Convective motions in the scrape-off layer of magnetically confined plasmas

Magnetic confinement devices utilize magnetic fields to confine hot plasma with the aim of generating thermonuclear fusion. At the plasma edge, in the so-called scrape-off layer (SOL), turbulent motions are responsible for transporting plasma from the core confinement region towards the material surfaces. It has been universally observed that SOL turbulence is characterised by large, intermittent fluctuations, often called filaments or blobs, which dominate the particle transport and enhance the plasma interaction with the surrounding material boundaries. This is problematic as plasma-wall interaction can potentially damage plasma-facing components and shorten the life-time of the device. A full understanding of filament dynamics is therefore essential for the successful operation of future fusion experiments and reactors.

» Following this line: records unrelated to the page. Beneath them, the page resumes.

PR #207, opened 2017-04-21
Operation callbacks fix

israel-hdez:
Created branch 2.8.x on the repo from v2.8.0 tag. On top of that branch/tag, cherry-picked commit 49fc84a. I will need this released as v2.8.1.

This is required to fix BZ: https://bugzilla.redhat.com/show_bug.cgi?id=1443005.

Note 1: v2.9.0 included that commit/fix, so there is no problem in that version.
Note 2: Travis is raising errors when testing on live servers. I don't know why that's happening :disappointed:. In travis log, something is echoed saying that hawkular-services was the one that failed to perform an operation. So, may be the problem is somewhere else?

### DIFF
--- a/.travis.yml
+++ b/.travis.yml
@@ -18,6 +18,7 @@ services:
   - docker
 before_install:
   - (test $RUN_ON_LIVE_SERVER = 1 && docker-compose up -d && ./.travis/wait_for_services.rb) || echo "Skipping live server"
+  - gem update bundler
 # Lets wait a bit for the agent to load everything it needs.
 before_script:
   - (test $RUN_ON_LIVE_SERVER = 1 && sleep 20s) || true
--- a/hawkularclient.gemspec
+++ b/hawkularclient.gemspec
@@ -34,6 +34,7 @@ Gem::Specification.new do |gem|
   gem.add_development_dependency('rubocop', '= 0.34.2')
   gem.add_development_dependency('coveralls')
   gem.add_development_dependency('rack', '~> 1.6.4')
+  gem.add_development_dependency('pry-byebug')
 
   gem.rdoc_options << '--title' << gem.name <<
     '--main' << 'README.rdoc' << '--line-numbers' << '--inline-source'
--- a/lib/hawkular/operations/operations_api.rb
+++ b/lib/hawkular/operations/operations_api.rb
@@ -338,7 +338,8 @@ module Hawkular::Operations
         when "#{operation_name}Response"
           same_path = parsed[:data]['resourcePath'] == operation_payload[:resourcePath]
           # failed operations don't return the operation name from some strange reason
-          same_name = parsed[:data]['operationName'] == operation_payload[:operationName]
+          same_name = operation_payload[:operationName].nil? ||
+                      parsed[:data]['operationName'] == operation_payload[:operationName].to_s
           if same_path # using the resource path as a correlation id
             success = same_name && parsed[:data]['status'] == 'OK'
             success ? callback.perform(:success, parsed[:data]) : callback.perform(:failure, parsed[:data]['message'])


josejulio:
Do we really need to fix that with v2.8.1? Can't they use v2.9 ?

josejulio:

The dominant mechanism behind the generation of turbulent motions at the plasma edge is thought to be the interchange instability, due to pressure gradients and magnetic field curvature. In this thesis we study a two-dimensional interchange model based on the Braginskii fluid equations, in an effort to shed light on the fundamental properties of the onset of instability. We study interchange dynamics in two different settings: first, we restrict our attention solely to the dynamics in the SOL; next, we extend our considerations to the coupled interaction between the core plasma and the SOL. In both cases we characterise the onset of instability and perform an extensive analysis to describe how the behaviour of the system varies as a function of plasma parameters.